# Athlon Kernel & NVdriver & Alsa

## CHerzog

Hi,

ich versuche nun seit einigen Tagen den NVdriver und Alsa (snd_via8233) am laufen zu bekommen. Ich habe allerdings immer Probleme, sobald ich die Athlon Option im Kernel aktiviere. Ich habe schon sicher 20x den Kernel mit verschiedenen Einstellungen probiert, jedoch nichts passendes gefunden. Gibt es da irgendetwas wichtiges zu beachten?

Ich kompiliere mit dem neuesten GCC.

Gibt es bei den flags in der make.conf eine gute, schnelle und sichere Einstellung, die ich nehmen kann? Sicher im Sinne von stabil. Es gibt ja auch in diesem Forum einige Beispiele, die mir aber nicht bei meinem Problem geholfen haben.

Danke

Christian

----------

## Beforegod

Vielleicht wäre es mal interessant welchen Fehler du bekommst.

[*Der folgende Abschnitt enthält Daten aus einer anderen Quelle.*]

PR #1343, opened 2026-05-06
Fix MCP server creation issue on Windows + Jupyter by monkey patching "stdio_client" to handle stderr correctly

Carbaz:
# Fix MCP stdio client on Windows + Jupyter

Running MCP servers in Jupyter notebooks on Windows fails with `UnsupportedOperation: fileno` because Jupyter replaces `sys.stderr` with `ipykernel.iostream.OutStream`, a Python object that cannot provide a real OS file descriptor.
When `subprocess.Popen()` tries to use it, it crashes.

## Root cause

Tracked in [python-sdk#1103](https://github.com/modelcontextprotocol/python-sdk/issues/1103).
The MCP client passes Jupyter's captured `stderr` to `subprocess.Popen()`, which internally calls `.fileno()` to get the OS handle, an operation `OutStream` doesn't support.

## Fix proposed in the issue

the [fix to python-sdk#1103](https://github.com/modelcontextprotocol/python-sdk/issues/1103) Consists on passing `stderr=None` when calling `stdio_client()`, so the subprocess uses its own default `stderr` instead of Jupyter's captured stream:

```python
stdio_client(server_params, stderr=None)
```

## Fix applied here

Since `stdio_client()` is called internally by `mcp_server_tools()` and we can't pass parameters to it directly, we monkey patch `stdio.stdio_client` to always pass `stderr=errors_file` before the MCP session is created.

With `None`, the subprocess will bypasses Jupyter's captured stream entirely but error logs will be lost, so we pass an already opened file so we can track it to see outputs.

```python
import mcp

mcp.client.stdio._original_stdio_client = mcp.client.stdio.stdio_client
_errlog = open("mcp_stderr.log", "w", buffering=1)
patched = lambda server, *_: mcp.client.stdio._original_stdio_client(server, _errlog)
mcp.stdio_client = mcp.client.stdio.stdio_client = patched
```

### References

- Issue: https://github.com/modelcontextprotocol/python-sdk/issues/1103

Gehen die Module nicht oder verweigert er die komplette Kompilierung..

----------

## CHerzog

Ich habe mir gestern noch mal die Athlon-XP stage3-Version gezogen und noch mal begonnen. Jetzt scheint es beides zu funktionieren. Zumindest funktioniert MP3 und NVdriver wurde korrekt als Modul geladen. Ausser XFree86 habe ich es auch noch nicht weiter geschafft, um zu sehen, ob die Grafik auch funktioniert.

Allerdings habe ich bisher noch nicht mehr geschafft (muss auch mal arbeiten  :Wink: )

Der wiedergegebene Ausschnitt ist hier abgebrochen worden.